Required work
Only the lines of the data below from the one with "Whether we should" through the one with "alanpoulain: Sure we" are wanted. Repeat them exactly.

Excerpted records
PR #4012, opened 2021-02-02
Update resource metadata if new config is given

kayue:
If a resource is being defined twice, allow the later one to override the previous one.

| Q             | A
| ------------- | ---
| Bug fix?      | no
| New feature?  | yes
| BC breaks?    | yes
| Deprecations? | no
| Tickets       | 
| License       | MIT
| Doc PR        | 

If a resource is being defined twice, allow the later one to override the previous one.

This is useful when resources is predefined by a 3rd party library, eg Sylius.

### DIFF
--- a/src/Metadata/Resource/Factory/ExtractorResourceMetadataFactory.php
+++ b/src/Metadata/Resource/Factory/ExtractorResourceMetadataFactory.php
@@ -87,23 +87,23 @@ final class ExtractorResourceMetadataFactory implements ResourceMetadataFactoryI
     }
 
     /**
-     * Update resource metadata if new config is given
+     * Update resource metadata if new config is given.
      */
     private function update(ResourceMetadata $resourceMetadata, array $metadata): ResourceMetadata
     {
         foreach (['shortName', 'description', 'iri', 'itemOperations', 'collectionOperations', 'subresourceOperations', 'graphql', 'attributes'] as $property) {
-            $propertyData = $metadata[$property];
-            $parentPropertyData = $resourceMetadata->{'get'.ucfirst($property)}();
+            $propertyMetadata = $metadata[$property];
+            $parentPropertyMetadata = $resourceMetadata->{'get'.ucfirst($property)}();
 
-            if (null === $propertyData) {
+            if (null === $propertyMetadata) {
                 continue;
             }
 
-            if (is_array($parentPropertyData) && is_array($propertyData)) {
-                $propertyData = array_merge($parentPropertyData, $propertyData);
+            if (\is_array($parentPropertyMetadata) && \is_array($propertyMetadata)) {
+                $propertyMetadata = array_merge($parentPropertyMetadata, $propertyMetadata);
             }
 
-            $resourceMetadata = $resourceMetadata->{'with'.ucfirst($property)}($propertyData);
+            $resourceMetadata = $resourceMetadata->{'with'.ucfirst($property)}($propertyMetadata);
         }
 
         return $resourceMetadata;
--- a/src/Metadata/Resource/Factory/ExtractorResourceMetadataFactory.php
+++ b/src/Metadata/Resource/Factory/ExtractorResourceMetadataFactory.php
@@ -87,16 +87,23 @@ final class ExtractorResourceMetadataFactory implements ResourceMetadataFactoryI
     }
 
     /**
-     * Creates a new instance of metadata if the property is not already set.
+     * Update resource metadata if new config is given
      */
     private function update(ResourceMetadata $resourceMetadata, array $metadata): ResourceMetadata
     {
         foreach (['shortName', 'description', 'iri', 'itemOperations', 'collectionOperations', 'subresourceOperations', 'graphql', 'attributes'] as $property) {
-            if (null === $metadata[$property] || null !== $resourceMetadata->{'get'.ucfirst($property)}()) {
+            $propertyData = $metadata[$property];
+            $parentPropertyData = $resourceMetadata->{'get'.ucfirst($property)}();
+
+            if (null === $propertyData) {
                 continue;
             }
 
-            $resourceMetadata = $resourceMetadata->{'with'.ucfirst($property)}($metadata[$property]);
+            if (is_array($parentPropertyData) && is_array($propertyData)) {
+                $propertyData = array_merge($parentPropertyData, $propertyData);
+            }
+
+            $resourceMetadata = $resourceMetadata->{'with'.ucfirst($property)}($propertyData);
         }
 
         return $resourceMetadata;
--- a/tests/Fixtures/FileConfigurations/resources.xml
+++ b/tests/Fixtures/FileConfigurations/resources.xml
@@ -23,6 +23,7 @@
             <collectionOperation name="my_collection_op">
                 <attribute name="method">POST</attribute>
                 <attribute name="path">the/collection/path</attribute>
+                <attribute name="status">201</attribute>
             </collectionOperation>
         </collectionOperations>
         <subresourceOperations>
--- a/tests/Fixtures/FileConfigurations/resources.yml
+++ b/tests/Fixtures/FileConfigurations/resources.yml
@@ -12,6 +12,7 @@ resources:
             my_collection_op:
                 method: 'POST'
                 path: 'the/collection/path'
+                status: '201'
         subresourceOperations:
             my_collection_subresource:
                 path: 'the/subresource/path'
--- a/tests/Fixtures/FileConfigurations/resourcesoverride.xml
+++ b/tests/Fixtures/FileConfigurations/resourcesoverride.xml
@@ -1,0 +1,21 @@
+<?xml version="1.0" encoding="UTF-8" ?>
+
+<resources xmlns="https://api-platform.com/schema/metadata"
+           xmlns:xsi="http://www.w3.org/2001/XMLSchema-instance"
+           xsi:schemaLocation="https://api-platform.com/schema/metadata
+           https://api-platform.com/schema/metadata/metadata-2.0.xsd">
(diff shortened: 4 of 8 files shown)


src/Metadata/Resource/Factory/ExtractorResourceMetadataFactory.php
```diff
@@ -87,16 +87,23 @@ private function handleNotFound(?ResourceMetadata $parentPropertyMetadata, strin
...
+            $propertyData = $metadata[$property];
+            $parentPropertyData = $resourceMetadata->{'get'.ucfirst($property)}();
+
+            if (null === $propertyData) {
                 continue;
             }
 
-            $resourceMetadata = $resourceMetadata->{'with'.ucfirst($property)}($metadata[$property]);
+            if (is_array($parentPropertyData) && is_array($propertyData)) {
+                $propertyData = array_merge($parentPropertyData, $propertyData);
```
alanpoulain, line 103: Should we really merge them though? Which is the use case?

src/Metadata/Resource/Factory/ExtractorResourceMetadataFactory.php
```diff
@@ -87,16 +87,23 @@ private function handleNotFound(?ResourceMetadata $parentPropertyMetadata, strin
...
 
     /**
-     * Creates a new instance of metadata if the property is not already set.
+     * Update resource metadata if new config is given
      */
     private function update(ResourceMetadata $resourceMetadata, array $metadata): ResourceMetadata
     {
         foreach (['shortName', 'description', 'iri', 'itemOperations', 'collectionOperations', 'subresourceOperations', 'graphql', 'attributes'] as $property) {
-            if (null === $metadata[$property] || null !== $resourceMetadata->{'get'.ucfirst($property)}()) {
+            $propertyData = $metadata[$property];
```
alanpoulain, line 95: Should be named `$propertyMetadata`

src/Metadata/Resource/Factory/ExtractorResourceMetadataFactory.php
kayue: @alanpoulain Thank you for checking. I am using Sylius, a e-commerce software that utilise ApiPlatform, it [pre-defined  tons of APIs out of the boxes](https://github.com/Sylius/Sylius/blob/master/src/Sylius/Bundle/ApiBundle/Resources/config/api_resources). It is common that developer would like to change or extend its behaviour. 

Whether we should merge them, if I am not mistaken it is already the case for `resource.properties`.

https://github.com/api-platform/core/blob/41842c430e1eaf23b18d72a7cbc4744324347be4/src/Metadata/Property/Factory/ExtractorPropertyMetadataFactory.php#L110-L116

alanpoulain: Sure we merge the properties, but merging what's inside the properties seems to be dangerous.
Yes I know Sylius allow to extend its resources a lot, but maybe it would be better to redefine the properties when extending instead?

kayue: @alanpoulain This pull request aim to allow extending resource metadata such as `itemOperations`, `collectionOperations`, `subresourceOperations`, but resource properties mapping is not handled in this class.

Regarding safety, sorry I don't understand why merging config is danger. Symfony bundle configuration support merging too, I naturally assume api resources could do the same. Without proper merging, if one want to add a new operation to an existing resource, I will have to copy and paste all operations from Sylius' definition. 

Anyway, without this pull request even simple overriding is not possible, the new config is discarded due to line 95's null checking.

https://github.com/api-platform/core/blob/41842c430e1eaf23b18d72a7cbc4744324347be4/src/Metadata/Resource/Factory/ExtractorResourceMetadataFactory.php#L94-L100

I am happy to improve the behaviour if you can tell me what is the ideal behaviour. 

Thanks.

alanpoulain: Merging configuration may be a danger because you also inherit security configuration or serialization context. I think it's better to be explicit in these cases to prevent unwanted configuration.
However I understand your needs, particularly in a Sylius context. I think Sylius needs to provide a decorator for this factory in its bridge with API Platform instead of having it directly here.

dunglas:
API Platform has always worked like that (replacing and not merging), and it's on purpose for reasons explained by @alanpoulain. We should find a way to allow an easier customization of the configuration provided by third parties such as Sylius, but we cannot change this behavior like that in a minor version, this could break and even introduce major security issues in existing projets (and don't think than merging is desirable in the context of API Platform, but we can discuss this for 3.0).

We have the same "issue" for defaults by the way (merging could've convenient and maybe expected, but it's inconsistent with the other parts of the framework).

kayue:
@dunglas @alanpoulain Understood. If merging is not acceptable, how about allow latter config to override previous one completely? Does the same security concern apply?

src/Metadata/Resource/Factory/ExtractorResourceMetadataFactory.php
kayue: @alanpoulain Understood. I have two suggestions:

- Throw warning when operation it is already defined, because silently ignoring new config is as danger as silently removing old config.
- Implement deep merge, make it behave like Symfony's `security.yaml` if this makes it any safer.

Kindly let me know your thought. Thanks!

dunglas:
This looks like a reasonable approach to me!

kayue:
Parent:
```yaml
resources:
    'ApiPlatform\Core\Tests\Fixtures\TestBundle\Entity\FileConfigDummy':
        description: 'Dummy resource'
        itemOperations:
            my_op_name:
                method: 'GET'
            my_other_op_name:
                method: 'POST'
        collectionOperations:
            my_collection_op:
                method: 'POST'
                path: 'the/collection/path'
                status: '201'
```

Child:
```yaml
resources:
    'ApiPlatform\Core\Tests\Fixtures\TestBundle\Entity\FileConfigDummy':
        description: New description
        itemOperations:
            my_op_name:
                method: 'GET'
                path: 'the/path'
        collectionOperations:
            my_collection_op:
                method: 'POST'
                status: '200'
```

alanpoulain:
I'm not sure we want to merge the operations like this either.
And it's a BC anyway.
Why not doing this is in Sylius, since most use cases are there?

kayue:
@alanpoulain I continued the work because @dunglas thought it is a reasonable approach. 

ApiPlatform aim to be the backbone of many projects, therefore I think it is a flexibility ApiPlatform should allow. Extendability is one of the best of Symfony ecosystem offer, and we should do the same here. 

Regarding your suggestion on decorate the `ExtractorResourceMetadataFactory` service, it would require copy and paste a large trunk of code, therefore I would like to avoid it in my project if possible.

I think we just need to decide whether this is an expected behaviour of ApiPlatform. In my opinion config overwrite is a common feature of Symfony bundles, I don't see why ApiPlatform is different. 

I understand this is a big BC break and I can understand this feature has to wait until the next major version. I just think this can be a useful feature for many projects out there.

To me I think the least ApiPlatform can do is to throw a warning when it decided to ignore developer's configuration.

dunglas:
Maybe can we just provide a new attribute `merge=true` to this behavior opt-in? It it can be added in `defaults` and we have best of both worlds. If it's proved convenient we could even enable this attribute by default in API Platform 3. WDYT?

alanpoulain:
Yes if we want this feature it should be configurable with an attribute to prevent BC (and to not wait for the next major).
Not sure about making it the default but we'll see!

kayue:
@dunglas @alanpoulain Should I can do that. Can you be a bit more specific on how you see this attribute works? Something like this?

```
resources:
    ApiPlatform\Core\Tests\Fixtures\TestBundle\Entity\FileConfigDummy:
        description: 'Dummy resource'
        attributes:
            merge: true
```

I assume this is an attribute defined in the child resource to allow developer to force merging?

(Where can I found the docs for `defaults` options? Couldn't found it on the official site.)

alanpoulain:
Shouldn't it be better at the root level? Like this:
```yaml
resources:
    ApiPlatform\Core\Tests\Fixtures\TestBundle\Entity\FileConfigDummy:
        description: 'Dummy resource'
        merge: true
```
@dunglas WDYT?
Having it in the child resource seems right to me.
I'm not sure there is a doc (it would be nice to have one). PR is here: https://github.com/api-platform/core/pull/3151

andriusvo:
@kayue Corrections should be done. I can give an example from real world with Sylius. F.e. we have `itemOperation` defined:

`
            <itemOperation name="shop_apply_coupon">
                <attribute name="method">PATCH</attribute>
                <attribute name="path">/shop/orders/{id}/apply-coupon</attribute>
                <attribute name="messenger">input</attribute>
                <attribute name="input">Sylius\Bundle\ApiBundle\Command\Cart\ApplyCouponToCart</attribute>
                <attribute name="denormalization_context">
                    <attribute name="groups">shop:cart:apply_coupon</attribute>
                </attribute>
                <attribute name="openapi_context">
                    <attribute name="summary">Applies coupon to cart</attribute>
                </attribute>
            </itemOperation>
`

And I want to add attribute `validation_groups` to this itemOperation. So, I expect to write the following code:

`
resources:
    App\Entity\Order\Order:
        itemOperations:
            shop_apply_coupon:
                validation_groups: [sylius, some_validation_group]
`

With function `array_merge`, only `validation_groups` attribute appear, and other attributes from `$parentPropertyMetadata` dissapear. In this case, maybe it's better to use function `array_replace_recursive` ?

kayue:
@andriusvo I don't know does Api Platform want this merging feature at all.

alanpoulain:
If this is opt-in, yes!

antonioperic:
It is not promoting our blog, 
but here is solution how we did it in company https://locastic.com/blog/clean-api-configuration-in-sylius/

Solution to the problem
Whether we should merge them, if I am not mistaken it is already the case for `resource.properties`.

https://github.com/api-platform/core/blob/41842c430e1eaf23b18d72a7cbc4744324347be4/src/Metadata/Property/Factory/ExtractorPropertyMetadataFactory.php#L110-L116

alanpoulain: Sure we merge the properties, but merging what's inside the properties seems to be dangerous.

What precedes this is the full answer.